En el número 13 de Forja, publicado en el otoño de 2006, Germán Pinto, bajo el seudónimo de El buen amigo, nos deleitó con un artículo lleno de delicadeza y ternura titulado El mazapán. Han pasado ya doce años y nada se puede añadir a esa pieza perfecta y primorosa que escribió Germán. Si acaso, recomendaros de nuevo su lectura, ahora que estamos en días de Nochebuena (1), y contaros brevemente mi reciente visita a esos espacios artesanos, donde se hace el mazapán, con el fin de preparar la grabación de unos vídeos (2).
He esperado a que llegasen los primeros fríos de diciembre para acercarme a los dos obradores de mazapán del pueblo. Nada más entrar, primero en Mazapanes Valdepusa y luego en Luis Menor, siento algo más que calor y olor del bueno. Amables y sonrientes, me reciben todos los que en uno y otro obrador trabajan, mujeres y hombres que siguen con sus tareas mientras me dispongo a grabar lo imposible, la creación artesanal de un producto genuino y popular: el mazapán.

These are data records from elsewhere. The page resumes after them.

PR #935, opened 2024-06-11
fix: change to use ALLOW_LOCAL_RESOURCE_MANAGEMENT

bzwei:
Change DIRECT_SHARED_RESOURCE_MANAGEMENT_ENABLED to ALLOW_LOCAL_RESOURCE_MANAGEMENT. Default to True which means EDA manages shared resource locally.

fixes AAP-25224


src/aap_eda/settings/default.py
```diff
@@ -654,17 +653,11 @@ def get_rulebook_process_log_level() -> RulebookProcessLogLevel:
...
+RESOURCE_JWT_USER_ID = settings.get("RESOURCE_JWT_USER_ID", None)
+RESOURCE_SERVICE_PATH = settings.get("RESOURCE_SERVICE_PATH", None)
 
-if DIRECT_SHARED_RESOURCE_MANAGEMENT_ENABLED:
-    if (
-        RESOURCE_SERVER["URL"]
-        and RESOURCE_SERVER["SECRET_KEY"]
-        and RESOURCE_JWT_USER_ID
-    ):
+if not ALLOW_LOCAL_RESOURCE_MANAGEMENT:
```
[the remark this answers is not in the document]
bzwei: RESOURCE_SERVER will always evaluate to True. Unless we want to evaluate RESOURCE_SERVER["SECRET_KEY"]

src/aap_eda/settings/default.py
```diff
@@ -654,29 +653,17 @@ def get_rulebook_process_log_level() -> RulebookProcessLogLevel:
...
+RESOURCE_SERVICE_PATH = settings.get("RESOURCE_SERVICE_PATH", None)
+
+if RESOURCE_SERVER["URL"] and RESOURCE_SERVER["SECRET_KEY"]:
+    RQ_PERIODIC_JOBS.append(
+        {
+            "func": "aap_eda.tasks.shared_resources.resync_shared_resources",
+            "interval": 900,
+            "id": "resync_shared_resources",
+        }
+    )
```
mkanoor, line 666: @bzwei Should we set ALLOW_LOCAL_RESOURCE_MANAGEMENT to False here? Which would mean that ALLOW_LOCAL_RESOURCE_MANAGEMENT is a setting that is controlled by the presence of RESOURCE_SERVER["URL"]
Do we also need to check if the RESOURCE_SERVER is set?

bzwei: @rochacbruno's previous commented not to depend on ALLOW_LOCAL_RESOURCE_MANAGEMENT. How do we check RESOURCE_SERVER since it is a dict with keys already. Here thus I directly check the keys.

src/aap_eda/settings/default.py
```diff
@@ -654,29 +653,17 @@ def get_rulebook_process_log_level() -> RulebookProcessLogLevel:
...
-                "id": "resync_shared_resources",
-            }
-        )
-    else:
-        raise ImproperlyConfigured(
-            "RESOURCE_SERVER__URL, RESOURCE_SERVER__SECRET_KEY, "
-            "and RESOURCE_JWT_USER_ID settings must be properly configured"
-        )
+RESOURCE_JWT_USER_ID = settings.get("RESOURCE_JWT_USER_ID", None)
+RESOURCE_SERVICE_PATH = settings.get("RESOURCE_SERVICE_PATH", None)
```
Alex-Izquierdo, line 657: These values should not be validated as well? I understand that are mandatory if we configure the resource server, is it?

Alex-Izquierdo (commented):
Should we update also the docker-compose files, isn't?

src/aap_eda/settings/default.py
rochacbruno: Those 2 variables are now optional on latest DAB https://github.com/ansible/django-ansible-base/pull/442

src/aap_eda/settings/default.py
rochacbruno: Those 2 variables are meant to be independent.

- `RESOURCE_SERVER` - dict of settings to authenticate to the server
- `ALLOW_LOCAL_RESOURCE_MANAGEMENT` - Flag indicating if local service can mutate local settings or only RESOURCE_Server can do it.

src/aap_eda/settings/default.py
```diff
@@ -654,29 +653,17 @@ def get_rulebook_process_log_level() -> RulebookProcessLogLevel:
...
+
+if RESOURCE_SERVER["URL"] and RESOURCE_SERVER["SECRET_KEY"]:
```
rochacbruno, line 659: Can `RESOURCE_SERVER` be an empty dict? if so it will raise `KeyError`

Maybe check using `.get` method?
```suggestion
if RESOURCE_SERVER.get("URL") and RESOURCE_SERVER.get("SECRET_KEY"):
```

rochacbruno (approved):

bzwei:
@Alex-Izquierdo Good catch. Updated
> Should we update also the docker-compose files, isn't?

Alex-Izquierdo (approved):

mkanoor (approved):

PR #945, opened 2024-06-18
feat: enable v1 root drf browsable and fix staticfiles

Alex-Izquierdo:
Enable the v1 root for DRF browsable and adds the missing collecstatic step. 
It requires updates in the installer/operator/ui_image to run the colllecstatic command and serve those static files. 
Jira: https://issues.redhat.com/browse/AAP-25508
Screenshot from 2024-06-18 18-42-08


rooftopcellist (dismissed):

mkanoor (dismissed):

Alex-Izquierdo:
Don't merge this for now, please. I want to sync the required changes in other places like the installer to avoid broken builds.

mkanoor (approved):

tests/integration/api/test_v1_root.py
```diff
@@ -0,0 +1,99 @@
...
+                "/event-streams/",
+                "/users/me/awx-tokens/",
+                "/credential-types/",
+                "/eda-credentials/",
+                "/decision-environments/",
+                "/organizations/",
+                "/teams/",
+            ],
+            True,
+            id="with_shared_resource",
```
jshimkus-rh, line 48: Is there a purpose to `id`?  There's not a third entry in the parameter list.

hsong-rh (approved):

tests/integration/api/test_v1_root.py
Alex-Izquierdo: @jshimkus-rh 
`id` is a parameter for pytest. It's the name of the test case. 
```
tests/integration/api/test_v1_root.py::test_v1_root[with_shared_resource] PASSED [ 45%]
tests/integration/api/test_v1_root.py::test_v1_root[no_shared_resource] PASSED [ 45%]
```

jshimkus-rh: Learn something new everyday.  I guess I never looked that close at the output from stuff I parameterized.

jshimkus-rh (approved):

Dostonbek1 (changes requested):
Looking at the JIRA ticket expected behavior, this PR doesn't seem to consider the following case:
```
/api/eda should provide version options for the API
```

Alex-Izquierdo:
> Looking at the JIRA ticket expected behavior, this PR doesn't seem to consider the following case:
> 
> ```
> /api/eda should provide version options for the API
> ```

It is out of the scope of this PR. As you can see in the description of the jira, only includes the v1/

Dostonbek1 (approved):

Alex-Izquierdo:
> Another minor comment, it seems a little redundant to have the hostname before every endpoint listed in v1 root view, e.g. `http://localhost:8000/api/eda/users/me/`. Since it is obvious what the hostname is, maybe we can drop it; it would make the endpoints more readable too. Thoughts?

It seems to me a valid point. I think it is due to the way I generate automatically all the links. I was trying to merge this PR in sync with other required changes to avoid breaking build. New changes in the PR would complicate this. Do you agree to merge as it is and later address the host in a later PR?

PR #946, opened 2024-06-18
chore: fully parameterize image specs in compose files

jshimkus-rh:


tools/docker/docker-compose-dev-redis-tls.yaml
```diff
@@ -216,10 +216,10 @@ services:
       retries: 3
       start_period: 5s
     depends_on:
-          - certs
+      - certs
 
   redis:
-    image: 'quay.io/fedora/redis-6:latest'
+    image: ${EDA_REDIS_IMAGE:-quay.io/fedora/redis-6}:${EDA_REDIS_VERSION:-latest}
```
mkanoor, line 222: @jshimkus-rh Why this image why not a multi arch image. The fedora image does not support amr64. We can run linux on arm64 in beaker vms.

Es un festín de imágenes lo que va seleccionando abruptamente mi cámara
pero, tras ella, yo refreno sus pasos tratan-do de darle al reportaje un aire
de armonía y de sinceridad: reci-pientes llenos de almendra y azú-car, ágiles y
expertas manos que modelan figuritas a una velocidad de vértigo, un horno de
leña cuya boca de fuego espera paciente la experta mano que saca las bandejas
de la cueva silenciosa y roja, la brocha diestra que pinta con esmero la
superficie de cada pajarita, las torres de bandejas en las que se enfrían
centenares de piezas de todos los estilos, las fotografías antiguas y las de
ilustres clientes que ilustran los mostradores, las caras satisfechas por el
trabajo bien hecho y la sonrisa dichosa de saber que se está elaborando algo
que hará feliz a quien lo compre, a quien lo regale y a quien lo paladee.
En Luis Menor y en Mazapanes Valdepusa siempre
huele a Nochebuena y siempre se oye el murmullo de rumorosas conversaciones que
acompañan el trabajo artesanal. En estos obradores todo es limpio, todo es
blanco, las batas, los gorros, las paredes, las luces, y todo se hace a mano.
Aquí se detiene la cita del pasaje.